PROBLEM STATEMENT: Below are entries; work out how many of their lines include the string "rewards", and reply with the number only.

#### GIVEN ENTRIES

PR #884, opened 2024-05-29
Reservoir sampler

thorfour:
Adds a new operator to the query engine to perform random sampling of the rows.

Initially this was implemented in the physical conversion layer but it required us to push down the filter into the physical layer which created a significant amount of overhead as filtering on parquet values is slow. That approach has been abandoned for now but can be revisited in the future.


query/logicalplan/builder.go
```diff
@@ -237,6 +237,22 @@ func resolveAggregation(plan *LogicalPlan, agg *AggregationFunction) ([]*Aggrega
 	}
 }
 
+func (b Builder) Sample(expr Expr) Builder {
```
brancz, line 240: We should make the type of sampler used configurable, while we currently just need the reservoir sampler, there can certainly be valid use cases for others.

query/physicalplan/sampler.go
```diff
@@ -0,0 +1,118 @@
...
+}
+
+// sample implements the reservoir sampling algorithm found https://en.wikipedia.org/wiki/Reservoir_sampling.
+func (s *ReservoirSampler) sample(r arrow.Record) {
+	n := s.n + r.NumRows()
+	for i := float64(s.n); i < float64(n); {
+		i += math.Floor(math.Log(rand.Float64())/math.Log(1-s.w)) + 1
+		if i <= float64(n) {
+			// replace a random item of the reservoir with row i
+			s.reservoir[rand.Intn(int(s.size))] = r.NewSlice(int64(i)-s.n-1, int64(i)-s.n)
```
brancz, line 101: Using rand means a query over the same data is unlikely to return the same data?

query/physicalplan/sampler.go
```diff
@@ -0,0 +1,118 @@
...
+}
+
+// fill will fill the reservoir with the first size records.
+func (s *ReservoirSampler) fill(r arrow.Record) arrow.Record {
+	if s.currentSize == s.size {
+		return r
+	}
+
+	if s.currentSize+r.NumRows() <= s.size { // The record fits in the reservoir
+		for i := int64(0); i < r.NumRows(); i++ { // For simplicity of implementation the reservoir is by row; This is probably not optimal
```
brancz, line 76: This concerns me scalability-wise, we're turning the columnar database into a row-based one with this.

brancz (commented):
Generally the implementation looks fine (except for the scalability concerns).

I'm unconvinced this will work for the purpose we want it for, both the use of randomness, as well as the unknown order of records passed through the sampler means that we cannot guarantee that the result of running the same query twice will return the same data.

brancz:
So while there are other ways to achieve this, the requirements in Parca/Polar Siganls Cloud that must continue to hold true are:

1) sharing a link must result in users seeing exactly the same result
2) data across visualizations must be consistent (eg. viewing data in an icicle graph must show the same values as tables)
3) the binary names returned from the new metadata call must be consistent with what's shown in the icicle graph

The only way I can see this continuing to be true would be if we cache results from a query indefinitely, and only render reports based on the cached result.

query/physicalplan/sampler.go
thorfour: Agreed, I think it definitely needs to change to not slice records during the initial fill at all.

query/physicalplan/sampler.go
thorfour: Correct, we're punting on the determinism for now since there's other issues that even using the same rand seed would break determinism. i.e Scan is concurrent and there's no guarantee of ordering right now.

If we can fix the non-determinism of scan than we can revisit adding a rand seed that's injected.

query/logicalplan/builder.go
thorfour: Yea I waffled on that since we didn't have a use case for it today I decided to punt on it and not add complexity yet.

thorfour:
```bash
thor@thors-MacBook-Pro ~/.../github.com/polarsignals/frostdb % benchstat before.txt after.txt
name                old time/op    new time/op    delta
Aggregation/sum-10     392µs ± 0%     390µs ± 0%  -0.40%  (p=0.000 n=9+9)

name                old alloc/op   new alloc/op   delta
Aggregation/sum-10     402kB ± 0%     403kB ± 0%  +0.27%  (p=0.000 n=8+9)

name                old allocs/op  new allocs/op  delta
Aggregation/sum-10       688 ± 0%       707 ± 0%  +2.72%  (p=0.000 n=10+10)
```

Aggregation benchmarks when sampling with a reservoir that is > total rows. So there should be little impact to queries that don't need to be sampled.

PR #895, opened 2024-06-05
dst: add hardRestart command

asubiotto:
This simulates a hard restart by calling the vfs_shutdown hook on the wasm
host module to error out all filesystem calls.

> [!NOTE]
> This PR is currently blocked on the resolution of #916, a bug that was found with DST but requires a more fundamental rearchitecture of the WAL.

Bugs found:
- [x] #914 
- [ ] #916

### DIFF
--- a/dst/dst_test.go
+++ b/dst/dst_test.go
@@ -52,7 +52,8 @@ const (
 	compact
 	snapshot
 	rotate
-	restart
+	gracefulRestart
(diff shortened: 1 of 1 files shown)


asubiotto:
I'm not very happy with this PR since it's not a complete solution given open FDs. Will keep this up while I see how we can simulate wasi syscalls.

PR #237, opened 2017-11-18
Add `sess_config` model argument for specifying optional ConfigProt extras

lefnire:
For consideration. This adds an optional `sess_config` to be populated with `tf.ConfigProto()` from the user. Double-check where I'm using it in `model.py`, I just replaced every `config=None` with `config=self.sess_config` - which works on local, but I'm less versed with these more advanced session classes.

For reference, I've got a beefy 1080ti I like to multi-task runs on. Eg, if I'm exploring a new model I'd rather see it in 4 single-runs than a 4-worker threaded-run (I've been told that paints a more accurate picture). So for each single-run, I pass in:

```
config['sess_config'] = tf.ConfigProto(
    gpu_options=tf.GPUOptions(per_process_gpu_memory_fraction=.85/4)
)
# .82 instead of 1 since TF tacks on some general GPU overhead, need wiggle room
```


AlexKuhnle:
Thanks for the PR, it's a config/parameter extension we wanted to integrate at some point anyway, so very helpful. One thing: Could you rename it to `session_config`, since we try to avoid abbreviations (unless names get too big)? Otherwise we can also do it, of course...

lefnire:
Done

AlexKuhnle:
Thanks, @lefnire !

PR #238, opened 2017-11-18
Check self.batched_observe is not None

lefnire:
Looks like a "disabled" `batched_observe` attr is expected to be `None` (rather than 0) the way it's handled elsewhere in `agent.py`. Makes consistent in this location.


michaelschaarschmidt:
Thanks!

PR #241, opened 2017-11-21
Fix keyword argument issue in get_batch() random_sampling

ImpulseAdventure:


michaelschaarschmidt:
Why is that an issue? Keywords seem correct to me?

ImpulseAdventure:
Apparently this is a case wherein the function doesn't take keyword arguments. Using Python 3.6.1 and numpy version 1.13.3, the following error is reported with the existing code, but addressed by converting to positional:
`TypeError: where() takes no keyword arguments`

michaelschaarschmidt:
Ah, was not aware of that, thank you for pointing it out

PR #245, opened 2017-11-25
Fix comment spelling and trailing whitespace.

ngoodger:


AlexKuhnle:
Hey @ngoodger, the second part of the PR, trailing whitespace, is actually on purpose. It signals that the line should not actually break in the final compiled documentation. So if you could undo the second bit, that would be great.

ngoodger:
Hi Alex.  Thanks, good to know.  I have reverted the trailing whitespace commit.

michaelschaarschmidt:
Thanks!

########
#### GIVEN ENTRIES

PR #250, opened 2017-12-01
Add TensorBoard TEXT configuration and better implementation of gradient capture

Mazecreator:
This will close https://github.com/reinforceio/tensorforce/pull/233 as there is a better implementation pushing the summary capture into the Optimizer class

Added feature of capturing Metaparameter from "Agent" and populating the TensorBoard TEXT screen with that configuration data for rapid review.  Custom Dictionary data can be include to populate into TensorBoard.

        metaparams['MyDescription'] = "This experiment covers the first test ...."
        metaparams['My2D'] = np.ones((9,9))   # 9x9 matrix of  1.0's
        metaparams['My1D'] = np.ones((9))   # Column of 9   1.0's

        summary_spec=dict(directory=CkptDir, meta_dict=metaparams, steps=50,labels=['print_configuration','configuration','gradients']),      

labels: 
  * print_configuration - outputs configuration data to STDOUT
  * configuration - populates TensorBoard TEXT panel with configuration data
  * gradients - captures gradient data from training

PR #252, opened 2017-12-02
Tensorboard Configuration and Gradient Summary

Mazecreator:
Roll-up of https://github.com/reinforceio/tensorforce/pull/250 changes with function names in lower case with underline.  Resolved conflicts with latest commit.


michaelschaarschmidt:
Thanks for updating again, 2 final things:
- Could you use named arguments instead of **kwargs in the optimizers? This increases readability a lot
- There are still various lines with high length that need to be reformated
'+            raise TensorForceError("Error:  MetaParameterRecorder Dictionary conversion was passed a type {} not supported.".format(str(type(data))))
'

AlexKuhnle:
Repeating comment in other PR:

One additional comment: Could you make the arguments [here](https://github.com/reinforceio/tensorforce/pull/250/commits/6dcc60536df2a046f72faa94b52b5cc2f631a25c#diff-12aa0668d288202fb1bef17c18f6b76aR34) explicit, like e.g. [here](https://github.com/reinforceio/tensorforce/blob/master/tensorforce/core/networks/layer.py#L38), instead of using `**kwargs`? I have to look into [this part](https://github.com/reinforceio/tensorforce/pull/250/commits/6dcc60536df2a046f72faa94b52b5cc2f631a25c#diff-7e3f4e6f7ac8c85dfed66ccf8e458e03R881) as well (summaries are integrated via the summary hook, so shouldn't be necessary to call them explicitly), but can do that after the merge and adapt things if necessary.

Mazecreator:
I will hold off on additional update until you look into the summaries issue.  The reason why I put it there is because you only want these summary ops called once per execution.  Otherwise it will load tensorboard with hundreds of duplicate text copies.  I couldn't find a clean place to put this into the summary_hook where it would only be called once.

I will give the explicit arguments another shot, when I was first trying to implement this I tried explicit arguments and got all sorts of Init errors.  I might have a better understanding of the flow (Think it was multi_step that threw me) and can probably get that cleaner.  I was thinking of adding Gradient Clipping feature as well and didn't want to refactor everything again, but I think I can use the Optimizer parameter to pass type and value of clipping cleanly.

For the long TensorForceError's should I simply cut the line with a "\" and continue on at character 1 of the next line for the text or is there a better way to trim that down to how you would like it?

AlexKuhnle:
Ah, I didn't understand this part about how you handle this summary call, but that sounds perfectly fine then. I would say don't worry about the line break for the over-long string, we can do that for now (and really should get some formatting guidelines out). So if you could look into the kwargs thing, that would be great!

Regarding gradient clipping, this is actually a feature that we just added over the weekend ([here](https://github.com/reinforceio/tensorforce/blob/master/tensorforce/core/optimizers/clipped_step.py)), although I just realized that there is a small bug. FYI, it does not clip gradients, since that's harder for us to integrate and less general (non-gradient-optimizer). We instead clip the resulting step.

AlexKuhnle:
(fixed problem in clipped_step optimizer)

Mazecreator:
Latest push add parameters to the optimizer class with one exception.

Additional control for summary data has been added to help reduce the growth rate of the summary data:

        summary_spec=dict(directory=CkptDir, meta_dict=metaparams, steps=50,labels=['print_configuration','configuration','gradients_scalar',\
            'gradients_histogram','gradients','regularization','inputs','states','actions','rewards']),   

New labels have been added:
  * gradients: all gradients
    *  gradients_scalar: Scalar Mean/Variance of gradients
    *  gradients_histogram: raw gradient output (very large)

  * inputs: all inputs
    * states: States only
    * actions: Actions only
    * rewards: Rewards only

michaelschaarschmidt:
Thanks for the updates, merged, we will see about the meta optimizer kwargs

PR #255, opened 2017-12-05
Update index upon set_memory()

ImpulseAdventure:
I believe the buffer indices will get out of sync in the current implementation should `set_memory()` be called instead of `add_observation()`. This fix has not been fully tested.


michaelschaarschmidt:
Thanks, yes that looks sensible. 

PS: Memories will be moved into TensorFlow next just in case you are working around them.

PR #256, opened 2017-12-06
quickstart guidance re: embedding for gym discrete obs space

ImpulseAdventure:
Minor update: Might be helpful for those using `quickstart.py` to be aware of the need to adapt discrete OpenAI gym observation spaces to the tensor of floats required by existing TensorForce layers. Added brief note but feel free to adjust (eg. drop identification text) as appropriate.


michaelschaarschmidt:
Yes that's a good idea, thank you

########

SOLUTION TO THE EXERCISE: 2